** WORK TO BE COMPLETED **
Take the records below and retype them line by line, from the first line through the one containing "1. **Session start**, filler"; stop there.

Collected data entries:
Start of Block
PR #2687, opened 2026-04-15
feat(tests, spec-specs): add full cost per state byte pricing function for EIP-8037

spencer-tb:
### Summary

- Un-hardcode the `cost_per_state_byte` pricing function in both the spec and testing framework to compute the EIP-8037 quantized value from the block gas limit
- Add `BaseFork._env_gas_limit` class variable, synced automatically by the `fork` fixture from `Environment.gas_limit` (default 120M, or `--block-gas-limit`)
- All downstream gas methods (`gas_costs()`, `sstore_state_gas()`, etc.) respond to the actual block gas limit — no parameter threading needed
- Tests that set `Environment(gas_limit=X)` or use `--block-gas-limit` get the corresponding `cost_per_state_byte` automatically
- Add parametrized tests across 10 block gas limits (1M to 1G) for SSTORE, CREATE, CALL, SELFDESTRUCT, auth, and refunds
- Add underflow boundary tests at low gas limits where the quantized result falls below the offset, verifying the floor of 1

### Gas Limit Flow

1. **Session start**, filler plugin reads `EnvironmentDefaults.gas_limit` (default 120M, or `--block-gas-limit`) via the `env_gas_limit` fixture
2. **`fork` fixture**, creates a per-test fork variant via `fork.with_env_gas_limit(env_gas_limit)` and monkey-patches `Environment` so any `Environment(gas_limit=X)` syncs `X` back to the variant's `_env_gas_limit`
3. **Test code**, calls `fork.gas_costs()`, `fork.sstore_state_gas()`, etc. which read `cls._env_gas_limit` to compute cpsb
4. **Fill pipeline**, `state.py` / `blockchain.py` set `fork._env_gas_limit = env.gas_limit` per-block before t8n execution
5. **EELS spec**, `state_gas_per_byte(gas_limit)` receives the block gas limit from the environment and computes cpsb dynamically

### Fork Calculator Split

On top of this, Mario's refactor splits the previously combined opcode-gas surface on `BaseFork` into three separate per-dimension maps:

- `opcode_state_map` — state gas cost per opcode (cpsb multiplier or callable)
- `opcode_refund_map` — regular gas refund per opcode
- `opcode_state_refund_map` — state gas refund per opcode

Tests can now query each dimension independently instead of pulling a mixed regular+state value. Paired with the dynamic cpsb, opcode state-gas/refund calculations scale with the block gas limit automatically.

### Remaining Fixes

A separate follow-up commit (`feat(tests): remaining fixes`) addresses pre-existing tests that assumed the previously-hardcoded cpsb=1174 and broke under the new dynamic computation:

- `test_state_gas_reservoir.py`: pin `fork._env_gas_limit` in four tests so every cpsb-dependent value read matches what the block uses at execution time
- `test_bls12_variable_length_input_contracts.py`: apply the default env gas limit variant in the discount-table splitter so collection-time cpsb matches runtime

### Ported Static Test Fixes

A separate commit (`fix(tests): drop inflated env gas_limit in ported_static`) removes the `gas_limit=<value>` line from `Environment(...)` calls in 576 ported_static test files. These values were inherited as boilerplate from the original static JSON fillers (ranging from 1M to max-i64) with no functional purpose,  under the old hardcoded cpsb=1174 they didn't matter, but under dynamic cpsb they caused:

- **Inflated values (1B-100B, max-i64)**: cpsb ballooned to tens of thousands, making SSTORE 0 to nonzero OOG with the standard tx budget
- **Deflated values (1M-30M)**: cpsb dropped to 1–150, shifting gas consumption enough to break `Storage` / `Account.balance` assertions

Removing the override lets `Environment` default to `EnvironmentDefaults.gas_limit = 120M`, which yields the canonical cpsb=1174 these tests were always implicitly designed against. All 576 files verified to have a single `Transaction` with `tx.gas_limit <= 14M` and no references to `env.gas_limit` in test logic, so the change preserves test semantics.

## 🔗 Related Issues or PRs

N/A.

## ✅ Checklist

    ```console
    just static
    ```


kclowes (approved):
LGTM!

packages/testing/src/execution_testing/specs/blockchain.py
```diff
@@ -625,6 +625,7 @@ def generate_block_data(
             block_number=env.number, timestamp=env.timestamp
         )
         env = env.set_fork_requirements(fork)
+        fork.env_gas_limit = int(env.gas_limit)
```
marioevz, line 636: This is a bit too late because by this time the test's function will already been executed.

There's no easy solution to intercept fork and make sure that it's passed with the updated value to the test, but I think what we could do is modify the forks plugin here:
https://github.com/ethereum/execution-specs/blob/363df20673de012c69cd927c80faf8d22854fcd3/packages/testing/src/execution_testing/cli/pytest_commands/plugins/forks/forks.py#L1237
and here:
https://github.com/ethereum/execution-specs/blob/363df20673de012c69cd927c80faf8d22854fcd3/packages/testing/src/execution_testing/cli/pytest_commands/plugins/forks/forks.py#L1269
to parametrize the function with a different parameter name than `"fork"` (perhaps `"parametrized_fork"`) and then create a `fork` fixture in https://github.com/ethereum/execution-specs/blob/forks/amsterdam/packages/testing/src/execution_testing/cli/pytest_commands/plugins/shared/execute_fill.py that finally modifies the value.

marioevz: Another suggestion is that I would not modify `env_gas_limit` directly in the fork object because that could at some point cause side effects to other tests.

Instead I would create a new class method that basically returns a new class with the updated value.

marioevz (commented):
Just two preliminary comments, which I think we could even apply directly to `forks/amsterdam`.

marioevz:
@spencer-tb created https://github.com/ethereum/execution-specs/pull/2690 to address the comment I made, it's not a pretty PR but it does the job, and I did an ad-hoc (not in the PR) verification in the `specs/state.py` file by comparing `env.gas_limit` to `fork._env_gas_limit` and it was exactly the same for all tests. PTAL.

packages/testing/src/execution_testing/forks/forks/eips/amsterdam/eip_8037.py
fselmo: @marioevz I think the recent refactoring here introduced a double accounting on this. This part is now covered by a separate call to the abstracted `_calculate_sstore_state_refund` in `opcode_refund_calculator`, right?

spencer-tb: Fixed in the updated "refactor(test-forks): Separate calculators for state/regular gas/refunds" commit:    [8033b56](https://github.com/ethereum/execution-specs/pull/2687/commits/8033b5625efbe75390a8a32f86d8fae640339d70)

spencer-tb:
@marioevz

Added remaining 8037 test fixes here, with TODOs, feel free to check over: https://github.com/ethereum/execution-specs/pull/2687/changes/62719d89677511e88459bf6bf98dd1e63639689a

Ported static fixes here (updated in PR desc): https://github.com/ethereum/execution-specs/pull/2687/commits/a3cbac3425430bac0fb766f0d41b3a1b7ca9931a

PR desc includes the fork calculator split. We can consolidate in future PR.

Will merge once CI finally passes...

PR #2689, opened 2026-04-15
feat(spec-specs, tests): EIP-8037 - zero execution state gas on top-level failure

kclowes:
## 🗒️ Description

On a top level transaction failure (revert, exceptional halt, or out of gas) no state persists, so execution state gas should not be billed. This PR updates the spec and tests so the consumed execution state gas is returned to the reservoir and `state_gas_used` is zeroed before the transaction fee is computed.

EIPs change for reference: ethereum/EIPs#11476

### Spec change: [ad40e40](https://github.com/kclowes/execution-specs/commit/ad40e40dc1)

`src/ethereum/forks/amsterdam/fork.py` `process_transaction`, after `process_message_call` returns, when `tx_output.error` is set: `tx_output.state_gas_left += tx_output.state_gas_used` and `tx_output.state_gas_used = 0`. The billing formula `tx.gas - gas_left - state_gas_left` then sees the full reservoir restored and refunds the sender. Intrinsic state gas is untouched.

### Existing fork fixups: [7a0358f](https://github.com/kclowes/execution-specs/commit/7a0358f9e0)

Updates two pre-EIP-8037 tests to branch on `fork.is_eip_enabled(8037)`. They assumed sender balance was fully consumed on OOG, which is no longer true once the state gas portion is refunded.

### New tests: [c00d017](https://github.com/kclowes/execution-specs/commit/c00d01756d)

Six tests in `tests/amsterdam/eip8037_state_creation_gas_cost_increase/test_state_gas_reservoir.py`.

- `test_top_level_failure_refunds_execution_state_gas`, parametrized `failure_mode=[revert, halt, oog]`. Receipt `cumulative_gas_used` excludes the SSTORE state gas that was rolled back, proving the sender is refunded.
- `test_top_level_failure_zeros_block_state_gas`, parametrized `failure_mode=[revert, halt, oog]`. `blockchain_test` + `header_verify` asserting the block header `gas_used` equals only the regular gas component.
- `test_creation_tx_failure_preserves_intrinsic_state_gas`. A creation tx whose initcode halts carries intrinsic state gas for the new account; the top level failure refund zeroes only execution state gas and preserves the intrinsic component in block accounting.
- `test_subcall_failure_does_not_zero_top_level_state_gas`. Parent calls a child that reverts and then runs its own SSTORE. The top level tx succeeds, so the refund does not apply and the parent's state gas surfaces in the block header. Proves the refund is scoped to top level failures.
- `test_top_level_failure_refunds_spilled_state_gas`. Reservoir sized to half the SSTORE state gas so the other half spills into gas_left. Proves the refund covers both portions, not just the reservoir.
- `test_top_level_failure_refunds_state_gas_propagated_from_child`. A successful subcall runs SSTORE and returns to the parent, then the parent reverts. Proves the refund catches state gas propagated up via the child success path, not just direct top frame charges.

## 🔗 Related Issues or PRs

- EIP text: ethereum/EIPs#11476

## ✅ Checklist

    ```console
    just static
    ```

### DIFF
--- a/src/ethereum/forks/amsterdam/fork.py
+++ b/src/ethereum/forks/amsterdam/fork.py
@@ -1050,6 +1050,10 @@ def process_transaction(
 
     tx_output = process_message_call(message)
 
+    if tx_output.error is not None:
+        tx_output.state_gas_left += tx_output.state_gas_used
+        tx_output.state_gas_used = Uint(0)
+
     tx_gas_used_before_refund = (
         tx.gas - tx_output.gas_left - tx_output.state_gas_left
     )
--- a/tests/amsterdam/eip8037_state_creation_gas_cost_increase/test_state_gas_reservoir.py
+++ b/tests/amsterdam/eip8037_state_creation_gas_cost_increase/test_state_gas_reservoir.py
@@ -552,13 +552,14 @@ def test_creation_tx_failure_preserves_intrinsic_state_gas(
     fork: Fork,
 ) -> None:
     """
-    Verify a failed creation tx still counts intrinsic state gas.
+    Regression test for the creation tx failure path.
 
-    A creation tx (to=None) whose initcode halts carries intrinsic
-    state gas for the new account. The top level failure refund
-    zeroes execution state gas but preserves intrinsic state gas, so
-    the block header reflects the intrinsic state gas rather than
-    zero.
+    A creation tx (to=None) whose initcode halts exercises both the
+    intrinsic state gas for the new account and the top level failure
+    refund of execution state gas. The test asserts the block header
+    `gas_used` equals `max(block_regular, intrinsic_state_gas)`,
+    guarding that the failure path does not raise and that block
+    accounting does not underflow when the refund is applied.
     """
     gas_limit_cap = fork.transaction_gas_limit_cap()
     assert gas_limit_cap is not None
--- a/tests/amsterdam/eip8037_state_creation_gas_cost_increase/test_state_gas_reservoir.py
+++ b/tests/amsterdam/eip8037_state_creation_gas_cost_increase/test_state_gas_reservoir.py
@@ -28,6 +28,7 @@ from execution_testing import (
     Storage,
     Transaction,
     TransactionException,
+    TransactionReceipt,
 )
 from execution_testing.checklists import EIPChecklist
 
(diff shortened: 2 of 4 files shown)


jochem-brouwer:
If execution fails (the computation goes out of gas) then the EIP-7702 authorizations still go through, and if an account does not exist, this account is created (so this is related to state cost). However I think in EIP-8037 this is taken from the intrinsic cost, and although this does create state, I think setting state gas used to 0 is correct in all cases... except maybe if the account is already there? Because then you would get a refund added to state gas, all regular gas is spent, but I think you should in the end get this refund back :thinking: 

As a side note, due to the base fees the sender account is guaranteed to exist (otherwise it could not pay for the transaction). But coinbase could be empty prior to the transaction. The gas fees paid for executing the failure could create the coinbase (although this is currently free, and should stay like so)

kclowes:
This adds a whole bunch of new fails, so converting back to draft for now.

spencer-tb (approved):
LGTM! Feel free to add more coverage!

kclowes:
@jochem-brouwer I'm not sure I understand your comment above. Are you opening these points for discussion or do you feel that there are changes that need to happen on this PR?

spencer-tb:
> If execution fails (the computation goes out of gas) then the EIP-7702 authorizations still go through, and if an account does not exist, this account is created (so this is related to state cost). However I think in EIP-8037 this is taken from the intrinsic cost, and although this does create state, I think setting state gas used to 0 is correct in all cases... except maybe if the account is already there? Because then you would get a refund added to state gas, all regular gas is spent, but I think you should in the end get this refund back 🤔
> 
> As a side note, due to the base fees the sender account is guaranteed to exist (otherwise it could not pay for the transaction). But coinbase could be empty prior to the transaction. The gas fees paid for executing the failure could create the coinbase (although this is currently free, and should stay like so)

Yes I think you get the refund back, this change only touches `state_gas_used`, so the 7702 existing account refund sits in `state_gas_left` and survives the failure path, getting refunded to the sender

My understanding here is the interaction between point 1 (this pr) and point 6 from marias doc, we'll have a seperate PR up for interactions between each point. This PR only targets point 1 spec and tests specifically :)

spencer-tb:
CI fails are expected static fails, and mirror issues on devops runners! Merging :D

src/ethereum/forks/amsterdam/fork.py
```diff
@@ -1050,6 +1050,10 @@ def process_transaction(
 
     tx_output = process_message_call(message)
 
+    if tx_output.error is not None:
+        tx_output.state_gas_left += tx_output.state_gas_used
+        tx_output.state_gas_used = Uint(0)
```
jochem-brouwer, line 1055: I believe this is incorrect: if an EIP-7702 account is delegated and the account we are delegating already exists, we get a state gas refund which should propagate here. AFAIK all other state updates are triggered by execution, so indeed if there is an error this should be subtracted.

The gas calculation for the block is now incorrect: in case of a EIP-7702 delegation the state gas used of the block should increment. This is here set to 0.

For instance the case where the tx fails vs tx does not fail (either call an account with INVALID/REVERT(0,0) as opcode and where the tx creates an EIP-7702 account `PER_EMPTY_ACCOUNT_COST` is paid in state gas (or at least the `PER_AUTH_BASE_COST`). However via current code this sets block state gas to 0 and execution gas to the intrinsic gas cost (plus any cost for the revert / or all gas in case of invalid). This fails in case state gas > execution gas.

jochem-brouwer: Ok I see where this comes from (from EIP-8037)

> On child exceptional halt, the child’s gas_left is additionally consumed (zeroed).

This is incorrect in the EIP-7702 case, see [EIP-7702](https://eips.ethereum.org/EIPS/eip-7702#set-code-transaction) (see Behavior section):

> Note, if transaction execution results in failure (e.g. any exceptional condition or code reverting), the processed delegation indicators is not rolled back.

kclowes: @jochem-brouwer I think this is right. The 7702 interactions are handled in `forks/amsterdam/vm/eoa_delegation.py`. I put up PR #2722 to add some tests around these scenarios. Let me know here or there if those look wrong or if I misunderstood something!

PR #2693, opened 2026-04-16
feat(test-benchmark): accept float values for `--gas-benchmark-values` flag

### LINKED ISSUE #2673: Speed-up `bench-gas` check
Currently, the `just bench-gas` check is the  bottleneck in CI at 18 minutes. 

One possible solution is to reduce the `--gas-benchmark-values` flag from `1.0` to `0.5` (or even `0.2`)? Perhaps this causes problems with tests, we should try it.

Currently, changing this results in this pydantic validation error:
```
INTERNALERROR> pydantic_core._pydantic_core.ValidationError: 1 validation error for GasBenchmarkValues
INTERNALERROR> 0
INTERNALERROR>   Input should be a valid integer, unable to parse string as an integer [type=int_parsing, input_value='0.5', input_type=str]
INTERNALERROR>     For further information visit https://errors.pydantic.dev/2.12/v/int_parsing
```
which can fix by changing the type from int to float > 0.001 (or something else more reasonable) - this flag is measured in Mgas.

mandeepmourya007:
Accept fractional Mgas values in --gas-benchmark-values to speed up the bench-gas CI check. Changes GasBenchmarkValues.root from List[int] to 
  List[Annotated[float, Gt(0)]], adds int() cast at the multiplication boundary so all downstream code still receives int, updates
  format_gas_limit_prefix to handle float formatting, and reduces the Justfile default from 1 to 0.5.                                           
                                                            
  🔗 Related Issues or PRs

  Fixes #2673                                                                                                                                   
   
  ✅ Checklist                                                                                                                                  
                                                            
  - All: Ran fast static checks to avoid unnecessary CI fails, see also Code Standards and Enabling Pre-commit Checks:                          
  just static
  - All: PR title adheres to the repo standard - it will be used as the squash commit message and should start type(scope):.                    
  - All: Considered updating the online docs in the ./docs/ directory.                                                                          
  - All: Set appropriate labels for the changes (only maintainers can apply labels).                                                            
  - Tests: Ran mkdocs serve locally and verified the auto-generated docs for new tests in the Test Case Reference are correctly formatted.      
  - Tests: For PRs implementing a missed test case, update the post-mortem document to add an entry the list.                                   
  - Ported Tests: All converted JSON/YML tests from ethereum/tests or tests/static have been assigned @ported_from marker.

### DIFF
--- a/Justfile
+++ b/Justfile
@@ -219,7 +219,7 @@ bench-gas *args:
     @mkdir -p "{{ output_dir }}/bench-gas/tmp" "{{ output_dir }}/bench-gas/logs"
     uv run fill \
         --evm-bin="{{ evm_bin }}" \
-        --gas-benchmark-values 1 \
+        --gas-benchmark-values 0.5 \
         --generate-pre-alloc-groups \
         --fork Osaka \
         -m "not slow" \
--- a/Justfile
+++ b/Justfile
@@ -219,7 +219,7 @@ bench-gas *args:
     @mkdir -p "{{ output_dir }}/bench-gas/tmp" "{{ output_dir }}/bench-gas/logs"
     uv run fill \
         --evm-bin="{{ evm_bin }}" \
-        --gas-benchmark-values 0.5 \
+        --gas-benchmark-values 1 \
         --generate-pre-alloc-groups \
         --fork Osaka \
         -m "not slow" \
--- a/docs/running_tests/releases.md
+++ b/docs/running_tests/releases.md
@@ -52,8 +52,8 @@ follow the same layout.
 
 When filling with `--gas-benchmark-values`, benchmark tests additionally
 include the gas limit in the subdirectory name (`for_{fork}_at_{gas}M`,
-where `{gas}` is in millions, zero-padded to four digits), with one
-subdirectory per gas value:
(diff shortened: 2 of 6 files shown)


LouisTsai-Csie:
Thank you for this PR. I have some feedback:

- Unit tests: Please add unit tests to `test_benchmark.py`, you could check `test_benchmarking_mode_configured_with_option` as an example.
- CI gas limit: The CI fails because 0.5M is too low for some benchmarks. We need to decide whether to (1) skip these benchmarks in CI, or (2) raise the gas limit to 0.7M or higher.
- Precision loss: The current `format_gas_limit_prefix` design inconsistent for 0.25M (it becomes `for_osaka_at_000_0.2M`). We should discuss the desired granularity here.

cc @danceratopz

danceratopz:
@LouisTsai-Csie you mentioned elsewhere, that, unfortunately, once we update the benchmark tests and framework for Amsterdam sub 1M gas benchmark values will no longer be viable as it will break generation of many tests.

In which case, I think we can close this PR and the corresponding issue as it makes little sense to add this. Sorry about that @mandeepmourya007; thanks for your efforts here! :pray:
End of Block
** ANSWER BOX **
PR #2687, opened 2026-04-15
feat(tests, spec-specs): add full cost per state byte pricing function for EIP-8037

spencer-tb:
### Summary

- Un-hardcode the `cost_per_state_byte` pricing function in both the spec and testing framework to compute the EIP-8037 quantized value from the block gas limit
- Add `BaseFork._env_gas_limit` class variable, synced automatically by the `fork` fixture from `Environment.gas_limit` (default 120M, or `--block-gas-limit`)
- All downstream gas methods (`gas_costs()`, `sstore_state_gas()`, etc.) respond to the actual block gas limit — no parameter threading needed
- Tests that set `Environment(gas_limit=X)` or use `--block-gas-limit` get the corresponding `cost_per_state_byte` automatically
- Add parametrized tests across 10 block gas limits (1M to 1G) for SSTORE, CREATE, CALL, SELFDESTRUCT, auth, and refunds
- Add underflow boundary tests at low gas limits where the quantized result falls below the offset, verifying the floor of 1

### Gas Limit Flow

1. **Session start**, filler plugin reads `EnvironmentDefaults.gas_limit` (default 120M, or `--block-gas-limit`) via the `env_gas_limit` fixture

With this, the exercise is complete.